====== Dataset records
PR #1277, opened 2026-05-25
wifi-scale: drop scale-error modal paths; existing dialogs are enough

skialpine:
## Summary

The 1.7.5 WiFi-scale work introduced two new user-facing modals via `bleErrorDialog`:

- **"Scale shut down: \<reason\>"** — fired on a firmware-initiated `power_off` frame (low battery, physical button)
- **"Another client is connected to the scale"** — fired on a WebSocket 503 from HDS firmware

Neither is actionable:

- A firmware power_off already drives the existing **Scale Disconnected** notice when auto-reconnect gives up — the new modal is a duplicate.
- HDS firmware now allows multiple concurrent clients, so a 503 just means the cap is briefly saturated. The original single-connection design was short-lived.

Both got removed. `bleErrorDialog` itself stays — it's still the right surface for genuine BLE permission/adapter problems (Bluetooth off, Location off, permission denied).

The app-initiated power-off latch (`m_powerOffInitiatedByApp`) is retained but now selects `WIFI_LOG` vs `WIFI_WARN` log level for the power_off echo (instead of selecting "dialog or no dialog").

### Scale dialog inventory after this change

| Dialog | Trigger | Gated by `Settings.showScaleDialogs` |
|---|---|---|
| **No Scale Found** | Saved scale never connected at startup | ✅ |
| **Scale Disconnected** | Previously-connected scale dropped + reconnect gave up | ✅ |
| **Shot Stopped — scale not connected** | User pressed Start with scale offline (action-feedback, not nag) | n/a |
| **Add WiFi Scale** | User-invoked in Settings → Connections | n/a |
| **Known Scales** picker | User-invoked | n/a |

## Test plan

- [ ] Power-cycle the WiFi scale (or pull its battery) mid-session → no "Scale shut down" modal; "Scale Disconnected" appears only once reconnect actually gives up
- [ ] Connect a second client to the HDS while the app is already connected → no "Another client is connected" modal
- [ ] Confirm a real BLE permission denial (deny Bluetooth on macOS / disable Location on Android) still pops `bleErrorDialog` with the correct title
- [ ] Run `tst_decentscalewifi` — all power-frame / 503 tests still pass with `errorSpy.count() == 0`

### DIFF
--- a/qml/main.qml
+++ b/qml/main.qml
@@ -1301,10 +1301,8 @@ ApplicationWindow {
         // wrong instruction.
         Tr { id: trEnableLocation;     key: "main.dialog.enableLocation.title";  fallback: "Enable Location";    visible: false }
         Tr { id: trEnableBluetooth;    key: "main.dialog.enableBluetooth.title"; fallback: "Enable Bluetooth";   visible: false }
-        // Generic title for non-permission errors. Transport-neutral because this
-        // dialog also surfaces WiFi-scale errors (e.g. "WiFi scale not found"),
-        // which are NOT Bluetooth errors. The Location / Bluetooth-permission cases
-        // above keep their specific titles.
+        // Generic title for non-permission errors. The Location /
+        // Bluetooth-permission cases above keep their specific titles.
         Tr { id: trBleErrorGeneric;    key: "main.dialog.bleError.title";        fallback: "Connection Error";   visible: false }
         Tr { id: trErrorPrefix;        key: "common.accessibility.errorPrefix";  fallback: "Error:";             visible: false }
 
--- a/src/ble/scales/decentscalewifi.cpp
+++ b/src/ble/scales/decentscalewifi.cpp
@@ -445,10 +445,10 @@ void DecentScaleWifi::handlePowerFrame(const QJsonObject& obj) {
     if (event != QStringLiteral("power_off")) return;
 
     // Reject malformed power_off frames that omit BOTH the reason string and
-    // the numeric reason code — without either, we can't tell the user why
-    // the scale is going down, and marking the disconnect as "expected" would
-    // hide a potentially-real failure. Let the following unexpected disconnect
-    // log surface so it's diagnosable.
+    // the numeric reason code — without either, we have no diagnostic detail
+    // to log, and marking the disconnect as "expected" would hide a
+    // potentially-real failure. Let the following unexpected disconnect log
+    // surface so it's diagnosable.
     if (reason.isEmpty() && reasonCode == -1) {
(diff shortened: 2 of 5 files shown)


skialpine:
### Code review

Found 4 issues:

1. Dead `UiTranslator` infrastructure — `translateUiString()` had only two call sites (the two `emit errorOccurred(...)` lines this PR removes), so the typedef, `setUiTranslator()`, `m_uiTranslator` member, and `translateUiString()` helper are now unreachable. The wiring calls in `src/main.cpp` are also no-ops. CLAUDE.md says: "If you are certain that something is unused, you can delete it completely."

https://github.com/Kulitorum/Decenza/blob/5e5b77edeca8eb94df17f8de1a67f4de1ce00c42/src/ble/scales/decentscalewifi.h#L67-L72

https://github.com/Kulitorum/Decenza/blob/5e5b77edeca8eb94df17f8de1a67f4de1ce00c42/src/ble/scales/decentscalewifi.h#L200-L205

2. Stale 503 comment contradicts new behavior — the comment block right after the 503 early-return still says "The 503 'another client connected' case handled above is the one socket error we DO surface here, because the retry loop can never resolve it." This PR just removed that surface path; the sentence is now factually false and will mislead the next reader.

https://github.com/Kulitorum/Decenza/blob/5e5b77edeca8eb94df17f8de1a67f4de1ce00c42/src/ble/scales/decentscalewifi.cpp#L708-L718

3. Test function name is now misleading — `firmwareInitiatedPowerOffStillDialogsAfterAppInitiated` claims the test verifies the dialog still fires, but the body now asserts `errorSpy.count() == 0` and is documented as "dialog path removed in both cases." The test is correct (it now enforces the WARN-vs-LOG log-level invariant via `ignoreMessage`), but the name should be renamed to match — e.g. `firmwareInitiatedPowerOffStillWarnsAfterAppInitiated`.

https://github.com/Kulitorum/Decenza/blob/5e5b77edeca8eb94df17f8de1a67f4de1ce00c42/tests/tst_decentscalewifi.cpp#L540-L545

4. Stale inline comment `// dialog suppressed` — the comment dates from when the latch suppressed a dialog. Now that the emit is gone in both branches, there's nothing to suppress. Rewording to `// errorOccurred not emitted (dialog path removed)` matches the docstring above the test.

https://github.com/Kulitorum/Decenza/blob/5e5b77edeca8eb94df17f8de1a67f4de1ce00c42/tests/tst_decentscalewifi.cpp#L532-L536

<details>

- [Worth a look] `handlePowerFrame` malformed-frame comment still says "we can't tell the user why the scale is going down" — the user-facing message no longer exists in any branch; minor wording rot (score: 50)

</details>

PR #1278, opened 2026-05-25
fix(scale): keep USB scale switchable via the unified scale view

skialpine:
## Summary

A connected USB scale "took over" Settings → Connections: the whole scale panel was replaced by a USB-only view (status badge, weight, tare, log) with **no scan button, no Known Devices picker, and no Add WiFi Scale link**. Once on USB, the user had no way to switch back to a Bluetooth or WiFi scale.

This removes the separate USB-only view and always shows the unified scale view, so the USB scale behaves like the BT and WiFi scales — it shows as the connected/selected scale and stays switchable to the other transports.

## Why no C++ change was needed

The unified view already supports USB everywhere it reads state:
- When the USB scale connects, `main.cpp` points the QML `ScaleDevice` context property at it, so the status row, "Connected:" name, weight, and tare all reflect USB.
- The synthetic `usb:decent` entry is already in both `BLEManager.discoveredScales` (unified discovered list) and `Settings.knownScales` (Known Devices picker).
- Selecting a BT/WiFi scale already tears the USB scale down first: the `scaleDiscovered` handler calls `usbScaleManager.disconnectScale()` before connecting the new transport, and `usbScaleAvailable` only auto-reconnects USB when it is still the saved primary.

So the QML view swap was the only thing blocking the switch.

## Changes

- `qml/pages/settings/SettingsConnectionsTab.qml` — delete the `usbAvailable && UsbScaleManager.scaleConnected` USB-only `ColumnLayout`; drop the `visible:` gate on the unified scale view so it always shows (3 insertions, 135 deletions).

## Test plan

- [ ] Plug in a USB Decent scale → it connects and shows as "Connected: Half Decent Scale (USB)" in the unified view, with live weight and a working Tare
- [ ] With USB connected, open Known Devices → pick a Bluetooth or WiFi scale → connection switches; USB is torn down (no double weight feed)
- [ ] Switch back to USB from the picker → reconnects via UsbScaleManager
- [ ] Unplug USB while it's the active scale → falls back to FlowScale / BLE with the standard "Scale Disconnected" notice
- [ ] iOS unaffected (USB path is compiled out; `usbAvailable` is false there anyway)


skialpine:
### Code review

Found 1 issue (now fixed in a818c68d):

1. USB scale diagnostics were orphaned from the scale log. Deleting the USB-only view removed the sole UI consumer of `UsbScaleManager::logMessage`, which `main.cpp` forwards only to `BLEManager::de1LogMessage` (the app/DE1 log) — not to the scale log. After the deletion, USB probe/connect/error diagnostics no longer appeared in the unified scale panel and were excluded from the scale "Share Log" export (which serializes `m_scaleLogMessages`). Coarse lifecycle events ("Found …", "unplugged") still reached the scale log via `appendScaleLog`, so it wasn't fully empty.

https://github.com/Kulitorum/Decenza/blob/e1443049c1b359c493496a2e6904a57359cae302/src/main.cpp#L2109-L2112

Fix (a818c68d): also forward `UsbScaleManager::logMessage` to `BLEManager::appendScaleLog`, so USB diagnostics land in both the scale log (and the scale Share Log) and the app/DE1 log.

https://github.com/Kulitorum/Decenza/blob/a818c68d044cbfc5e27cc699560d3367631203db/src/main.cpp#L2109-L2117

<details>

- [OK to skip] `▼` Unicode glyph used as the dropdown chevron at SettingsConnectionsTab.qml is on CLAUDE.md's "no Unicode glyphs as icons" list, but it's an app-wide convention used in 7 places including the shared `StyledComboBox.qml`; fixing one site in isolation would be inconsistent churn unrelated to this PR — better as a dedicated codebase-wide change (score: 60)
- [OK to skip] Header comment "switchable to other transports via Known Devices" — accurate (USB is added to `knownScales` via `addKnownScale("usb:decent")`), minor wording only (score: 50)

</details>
============
**About this exercise:** The listing above holds a line with "The 1.7.5 WiFi-scale" and a line with "battery, physical button)". Print the stretch from the first through the second, exactly and alone.

**Answer area:**
The 1.7.5 WiFi-scale work introduced two new user-facing modals via `bleErrorDialog`:

- **"Scale shut down: \<reason\>"** — fired on a firmware-initiated `power_off` frame (low battery, physical button)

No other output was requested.